INFORMATION SUPPLIED
PR #1405, opened 2024-11-22
`impl<T> Write for UniquePtr<T> where ... Pin<&a mut T> : Write`.

anforowicz:
This commit implements forwarding of `Write` trait implementation from `UniquePtr<T>` to the pointee type.  This is quite similar to how `Box<T>` also forwards - see
https://doc.rust-lang.org/std/boxed/struct.Box.html#impl-Write-for-Box%3CW%3E

This commit has quite similar, orphan-rule-related motivation as the earlier https://github.com/dtolnay/cxx/pull/1368 which covered the `Read` trait.  For a more specific motivating example, please see http://review.skia.org/c/skia/+/923337/3/experimental/rust_png/ffi/FFI.rs#254

### DIFF
--- a/src/unique_ptr.rs
+++ b/src/unique_ptr.rs
@@ -14,7 +14,7 @@ use core::mem::{self, MaybeUninit};
 use core::ops::{Deref, DerefMut};
 use core::pin::Pin;
 #[cfg(feature = "std")]
-use std::io::{self, Read};
+use std::io::{self, Read, Write};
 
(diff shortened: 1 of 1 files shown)


anforowicz:
Can you PTAL?  FWIW the earlier explanation and discussion from https://github.com/dtolnay/cxx/pull/1368 also apply here - e.g. the earlier PR says why there are no tests, and why it's okay not to worry for now about forwarding other traits.

dtolnay (approved):
Thanks!

PR #1409, opened 2024-12-01
Move cxxbridge-cmd from dependencies to build-dependencies

dtolnay:
I don't think this makes any difference for generating a lockfile or Cargo feature unification or building anything, since the dependency is not enabled on any target platform. The only intended effect is cosmetically to move cxxbridge-cmd from "Dependencies" to "Build-Dependencies" in https://crates.io/crates/cxx/1.0.132/dependencies, as it is never something that would be built for the target platform, only the host platform.


cgwalters:
FYI fallout from this in https://github.com/coreos/cargo-vendor-filterer/issues/111

PR #1415, opened 2024-12-16
Suppress `unused_unsafe` warnings within the generated code.

anforowicz:
Sometimes Rust functions declared inside the `#[cxx::bridge]` have to be marked as unsafe (e.g. if they need to use an explicit lifetime). When the actual, wrapped function is _not_ unsafe, then the generated code will result in an `unused_unsafe` warning.  For example:

```
   Compiling cxx-test-suite v0.0.0 (/usr/local/google/home/lukasza/src/github/cxx/tests/ffi)
error: unnecessary `unsafe` block
   --> tests/ffi/lib.rs:276:19
    |
276 |         unsafe fn r_return_str_via_out_param<'a>(shared: &'a Shared, out_param: &mut &'a str);
    |                   ^^^^^^^^^^^^^^^^^^^^^^^^^^ unnecessary `unsafe` block
    |
note: the lint level is defined here
   --> tests/ffi/lib.rs:20:9
    |
20  | #![deny(warnings)]  // Check that expansion of `cxx::bridge` doesn't trigger warnings.
    |         ^^^^^^^^
    = note: `#[deny(unused_unsafe)]` implied by `#[deny(warnings)]`
```

The warning above comes from the following expansion:

```
unsafe fn __r_return_str_via_out_param<'a>(...) {
    // The `unsafe` block below is unnecessary if the actual, wrapped
    // function is *not* `unsafe`.
    unsafe { super::r_return_str_via_out_param(...) }
}
```

This commit avoids the warning by including an explicit `#[allow(unused_unsafe)]` in the generated code.

### DIFF
--- a/macro/src/expand.rs
+++ b/macro/src/expand.rs
@@ -1231,11 +1231,14 @@ fn expand_rust_function_shim_super(
     };
 
     let mut body = quote_spanned!(span=> #call(#(#vars,)*));
+    let mut allow_unused_unsafe = quote!();
     if unsafety.is_some() {
-        body = quote_spanned!(span=> unsafe { #body });
+        body = quote_spanned!(span=>unsafe { #body });
+        allow_unused_unsafe = quote_spanned!(span=> #[allow(unused_unsafe)]);
     }
 
     quote_spanned! {span=>
+        #allow_unused_unsafe
         #unsafety fn #local_name #generics(#(#all_args,)*) #ret {
             #body
         }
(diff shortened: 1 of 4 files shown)


anforowicz:
This PR is motivated by the desire to address the TODO at https://skia-review.googlesource.com/c/skia/+/928799/4/experimental/rust_png/ffi/FFI.rs

anforowicz:
Hmmm... when re-reading the commit / PR description, the 2nd part seems out-of-place (since there is no `foo` in the commit - this expansion comes from a separate, ad-hoc, library crate that I used to understand better what is going on).

Let me do a quick force-push to update the commit descriptions... sorry...

dtolnay (approved):
Thanks!

dtolnay:
Published in 1.0.135.

PR #1416, opened 2024-12-24
Add support for Bazel common attributes [1] in `rust_cxx_bridge`.

wmatthews-google:
This enables support for `visibility`, `testonly`, etc.

[1] https://bazel.build/reference/be/common-definitions#common-attributes


dtolnay (approved):
Thanks!

PR #1422, opened 2025-01-19
chore: update rules_cc

wep21:
- update rules_cc from 0.1.0 to 0.0.17 because 0.1.0 is yanked version. https://github.com/bazelbuild/bazel-central-registry/pull/3582


dtolnay (approved):
Thanks!

PR #1431, opened 2025-02-05
feat: add `CxxString::as_c_str() -> &CStr`

nyurik:
Exposes `std::string::c_str()` call as a `as_c_str -> &CStr` wrapper, available since 1.64


dtolnay:
Published in 1.0.138.

nyurik:
thanks for such a quick turnaround @dtolnay !

PR #1432, opened 2025-02-05
Tweak `rust::Slice` to become a C++20 `contiguous_range`.

anforowicz:
The main missing piece was that
https://en.cppreference.com/w/cpp/iterator/random_access_iterator requires that "`(a + n)` is equal to `(n + a)`", but `Slice::iterator` only supported `a + n` and didn't support `n + a`.

### DIFF
--- a/book/src/binding/slice.md
+++ b/book/src/binding/slice.md
@@ -50,7 +50,11 @@ public:
 ...template <typename T>
 ...class Slice<T>::iterator final {
 ...public:
+...#if __cplusplus >= 202002L
+...  using iterator_category = std::contiguous_iterator_tag;
+...#else
 ...  using iterator_category = std::random_access_iterator_tag;
+...#endif
 ...  using value_type = T;
 ...  using pointer = T *;
 ...  using reference = T &;
--- a/include/cxx.h
+++ b/include/cxx.h
@@ -216,7 +216,11 @@ private:
 template <typename T>
 class Slice<T>::iterator final {
 public:
+#if __cplusplus >= 202002L
+  using iterator_category = std::contiguous_iterator_tag;
+#else
   using iterator_category = std::random_access_iterator_tag;
+#endif
   using value_type = T;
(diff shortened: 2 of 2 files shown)


anforowicz:
PTAL?

Notes:

* Motivation: I learned recently that before this commit `base::span<T>` couldn’t be easily constructed out of `rust::Slice<T>`, because `base::span`’s constructor in Chromium requires the input to be a `contiguous_range` (see [here](https://source.chromium.org/chromium/chromium/src/+/main:base/containers/span.h;l=363-373;drc=55c8af489f804ef748bf672550054786ce3fc09f) and [here](https://source.chromium.org/chromium/chromium/src/+/main:base/containers/span.h;l=993-1012;drc=55c8af489f804ef748bf672550054786ce3fc09f)).
* I wasn’t sure where to add `static_assert`s (in `cxx.h` vs in `tests/ffi/[tests.cc](http://tests.cc/)` vs somewhere else).  I think having them in `cxx.h` is useful because it also serves as documentation.  (Saying that `Slice` is a `contiguous_range` felt like a relatively low-level detail so I didn’t add that to `book/src/binding/slice.md`.)
* IIUC `cargo test` builds things in C++11 mode (?), so as-is there are no regression tests within `cxx`… :-/.  But hopefully the new `static_assert`s will make it easy to detect and diagnose regressions if they get imported into C++20-based clients (like Chromium).  So maybe this is good enough…
    - Ideally CI would test things with C++11, C++17, C++20, etc.  I may try to do this as a follow-up, but I feel that I don’t know what I am doing, so let me try that in a separate PR.  I tried making some progress here: https://github.com/anforowicz/cxx/tree/cxx20-coverage

dtolnay (approved):
Thank you!

Yes I would appreciate a follow-up PR with CI. What you linked looks good so far. I'd be happy to have a distinct job for every C++ standard since C++11, even if there's no current intentional difference between some of them in this library.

PROBLEM DESCRIPTION
From the entries above, copy every line that holds the word "attributes".

WRITTEN SOLUTION
Add support for Bazel common attributes [1] in `rust_cxx_bridge`.
[1] https://bazel.build/reference/be/common-definitions#common-attributes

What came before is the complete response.